### Recorded information
****************************************
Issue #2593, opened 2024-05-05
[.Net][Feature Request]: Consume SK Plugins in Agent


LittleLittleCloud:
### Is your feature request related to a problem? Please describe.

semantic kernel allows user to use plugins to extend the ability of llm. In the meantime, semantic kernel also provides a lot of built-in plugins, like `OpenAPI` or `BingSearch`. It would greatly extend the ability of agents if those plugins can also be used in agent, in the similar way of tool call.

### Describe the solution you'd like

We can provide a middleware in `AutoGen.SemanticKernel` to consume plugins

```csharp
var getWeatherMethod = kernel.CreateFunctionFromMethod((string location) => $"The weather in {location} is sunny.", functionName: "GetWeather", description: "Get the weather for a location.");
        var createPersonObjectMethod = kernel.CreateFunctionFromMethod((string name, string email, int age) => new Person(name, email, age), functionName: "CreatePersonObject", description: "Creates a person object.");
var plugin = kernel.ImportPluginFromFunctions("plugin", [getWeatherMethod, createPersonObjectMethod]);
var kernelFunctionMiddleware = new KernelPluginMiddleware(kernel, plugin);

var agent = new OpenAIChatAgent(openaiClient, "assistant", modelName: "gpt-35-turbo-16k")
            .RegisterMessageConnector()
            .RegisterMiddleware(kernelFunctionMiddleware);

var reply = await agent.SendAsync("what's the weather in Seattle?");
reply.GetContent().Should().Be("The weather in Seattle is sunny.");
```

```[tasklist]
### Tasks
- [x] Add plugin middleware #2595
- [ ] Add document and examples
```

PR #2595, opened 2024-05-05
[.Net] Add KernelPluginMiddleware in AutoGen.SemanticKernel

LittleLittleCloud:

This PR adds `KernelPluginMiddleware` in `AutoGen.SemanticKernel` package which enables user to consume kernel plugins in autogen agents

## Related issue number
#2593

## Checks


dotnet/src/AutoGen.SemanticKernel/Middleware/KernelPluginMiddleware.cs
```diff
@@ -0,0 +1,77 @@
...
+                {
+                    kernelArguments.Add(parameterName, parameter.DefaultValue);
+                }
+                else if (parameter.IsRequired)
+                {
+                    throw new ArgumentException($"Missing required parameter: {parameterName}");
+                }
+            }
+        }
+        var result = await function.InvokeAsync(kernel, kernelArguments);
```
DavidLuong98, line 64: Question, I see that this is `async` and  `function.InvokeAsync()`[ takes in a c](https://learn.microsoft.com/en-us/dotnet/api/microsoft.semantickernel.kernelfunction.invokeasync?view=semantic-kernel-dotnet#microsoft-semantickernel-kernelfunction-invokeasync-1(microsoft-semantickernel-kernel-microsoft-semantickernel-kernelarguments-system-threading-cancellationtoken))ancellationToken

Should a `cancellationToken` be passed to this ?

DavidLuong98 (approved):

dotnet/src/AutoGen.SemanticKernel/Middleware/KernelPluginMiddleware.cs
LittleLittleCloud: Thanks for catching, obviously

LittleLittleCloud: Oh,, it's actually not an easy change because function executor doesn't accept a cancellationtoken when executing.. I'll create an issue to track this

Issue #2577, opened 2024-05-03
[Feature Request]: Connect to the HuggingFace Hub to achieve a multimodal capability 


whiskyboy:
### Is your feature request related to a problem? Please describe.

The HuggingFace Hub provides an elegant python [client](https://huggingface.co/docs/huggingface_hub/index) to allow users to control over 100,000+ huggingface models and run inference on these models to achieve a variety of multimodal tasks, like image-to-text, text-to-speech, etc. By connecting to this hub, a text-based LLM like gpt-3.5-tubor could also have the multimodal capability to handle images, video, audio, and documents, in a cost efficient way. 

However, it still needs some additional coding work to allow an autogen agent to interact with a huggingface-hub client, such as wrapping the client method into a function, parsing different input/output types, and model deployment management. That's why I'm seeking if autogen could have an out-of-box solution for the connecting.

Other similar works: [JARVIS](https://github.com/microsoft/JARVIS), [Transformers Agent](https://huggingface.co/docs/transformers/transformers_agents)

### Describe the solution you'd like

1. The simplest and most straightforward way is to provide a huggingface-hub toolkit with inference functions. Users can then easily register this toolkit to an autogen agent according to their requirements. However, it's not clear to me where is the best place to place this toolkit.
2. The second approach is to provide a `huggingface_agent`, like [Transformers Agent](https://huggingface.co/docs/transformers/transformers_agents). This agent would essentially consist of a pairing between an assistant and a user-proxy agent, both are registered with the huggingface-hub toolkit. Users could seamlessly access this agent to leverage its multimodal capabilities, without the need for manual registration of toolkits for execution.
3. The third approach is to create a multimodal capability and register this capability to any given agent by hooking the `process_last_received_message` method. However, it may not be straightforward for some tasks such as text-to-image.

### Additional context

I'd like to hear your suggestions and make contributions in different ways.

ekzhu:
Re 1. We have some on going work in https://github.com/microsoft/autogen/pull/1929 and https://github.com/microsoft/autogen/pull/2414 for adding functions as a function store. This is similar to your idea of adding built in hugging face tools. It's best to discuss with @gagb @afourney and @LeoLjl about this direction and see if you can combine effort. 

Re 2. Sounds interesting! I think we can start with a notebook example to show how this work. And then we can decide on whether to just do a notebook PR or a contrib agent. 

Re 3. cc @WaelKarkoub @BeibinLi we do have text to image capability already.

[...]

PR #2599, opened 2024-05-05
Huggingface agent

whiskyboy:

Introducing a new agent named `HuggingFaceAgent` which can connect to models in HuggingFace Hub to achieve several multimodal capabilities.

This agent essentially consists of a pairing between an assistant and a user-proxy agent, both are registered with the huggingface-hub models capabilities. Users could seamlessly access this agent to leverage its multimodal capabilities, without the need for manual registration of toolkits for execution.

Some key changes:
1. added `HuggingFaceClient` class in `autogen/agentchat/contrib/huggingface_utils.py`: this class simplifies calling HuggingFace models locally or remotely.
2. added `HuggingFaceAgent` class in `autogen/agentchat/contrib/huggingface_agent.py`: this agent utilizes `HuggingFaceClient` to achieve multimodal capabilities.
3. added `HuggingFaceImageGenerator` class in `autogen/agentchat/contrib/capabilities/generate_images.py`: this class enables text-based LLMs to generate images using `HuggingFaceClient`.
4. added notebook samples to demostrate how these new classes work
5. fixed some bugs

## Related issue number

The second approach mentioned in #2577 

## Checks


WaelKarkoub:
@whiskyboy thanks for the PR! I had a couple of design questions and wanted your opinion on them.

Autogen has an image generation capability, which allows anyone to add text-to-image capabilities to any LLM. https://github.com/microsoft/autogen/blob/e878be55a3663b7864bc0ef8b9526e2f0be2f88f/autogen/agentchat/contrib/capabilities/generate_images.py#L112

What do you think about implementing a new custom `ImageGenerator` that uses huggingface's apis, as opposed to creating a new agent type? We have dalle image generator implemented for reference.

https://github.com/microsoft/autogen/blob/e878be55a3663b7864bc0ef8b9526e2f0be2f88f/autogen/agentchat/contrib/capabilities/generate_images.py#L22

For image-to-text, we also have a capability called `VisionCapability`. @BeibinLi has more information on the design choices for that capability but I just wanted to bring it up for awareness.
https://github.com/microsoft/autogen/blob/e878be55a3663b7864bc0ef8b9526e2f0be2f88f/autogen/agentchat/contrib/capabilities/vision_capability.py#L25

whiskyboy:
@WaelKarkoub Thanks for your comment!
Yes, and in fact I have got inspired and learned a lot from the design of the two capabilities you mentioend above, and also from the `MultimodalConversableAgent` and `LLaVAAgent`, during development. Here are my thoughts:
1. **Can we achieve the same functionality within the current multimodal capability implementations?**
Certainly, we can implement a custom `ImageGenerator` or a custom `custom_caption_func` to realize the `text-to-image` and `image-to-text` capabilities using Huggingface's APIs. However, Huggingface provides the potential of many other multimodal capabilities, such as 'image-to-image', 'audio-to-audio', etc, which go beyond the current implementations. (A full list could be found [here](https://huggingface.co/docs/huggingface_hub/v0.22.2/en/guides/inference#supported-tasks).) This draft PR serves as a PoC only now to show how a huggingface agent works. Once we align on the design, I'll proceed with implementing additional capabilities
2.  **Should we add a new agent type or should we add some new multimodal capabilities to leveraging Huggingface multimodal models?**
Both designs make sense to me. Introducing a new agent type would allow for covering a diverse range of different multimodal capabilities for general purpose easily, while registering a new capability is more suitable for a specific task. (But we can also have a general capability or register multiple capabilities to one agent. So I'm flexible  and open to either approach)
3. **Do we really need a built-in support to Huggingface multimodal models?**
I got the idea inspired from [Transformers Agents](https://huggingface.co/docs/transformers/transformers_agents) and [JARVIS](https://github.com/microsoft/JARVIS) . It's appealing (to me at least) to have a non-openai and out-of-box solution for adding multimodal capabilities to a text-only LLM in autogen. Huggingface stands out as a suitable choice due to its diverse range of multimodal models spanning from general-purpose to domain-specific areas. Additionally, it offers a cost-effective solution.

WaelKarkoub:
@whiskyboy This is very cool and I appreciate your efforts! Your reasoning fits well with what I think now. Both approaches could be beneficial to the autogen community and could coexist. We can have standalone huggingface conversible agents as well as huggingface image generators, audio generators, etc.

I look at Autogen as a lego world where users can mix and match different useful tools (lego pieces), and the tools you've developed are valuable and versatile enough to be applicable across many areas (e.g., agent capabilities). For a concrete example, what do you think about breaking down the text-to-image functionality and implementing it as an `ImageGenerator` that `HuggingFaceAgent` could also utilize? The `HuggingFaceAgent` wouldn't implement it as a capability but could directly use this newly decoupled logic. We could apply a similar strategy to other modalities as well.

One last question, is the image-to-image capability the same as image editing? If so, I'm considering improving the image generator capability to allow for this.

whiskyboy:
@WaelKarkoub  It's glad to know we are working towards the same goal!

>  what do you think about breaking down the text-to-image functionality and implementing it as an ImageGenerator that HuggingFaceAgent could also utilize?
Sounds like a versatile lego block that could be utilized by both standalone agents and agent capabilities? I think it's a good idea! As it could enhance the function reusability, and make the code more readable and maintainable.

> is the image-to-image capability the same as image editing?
****************************************
### Exercise directions
From the listing above, determine how many lines contain "BeibinLi", then write only that number.

### Your solution
2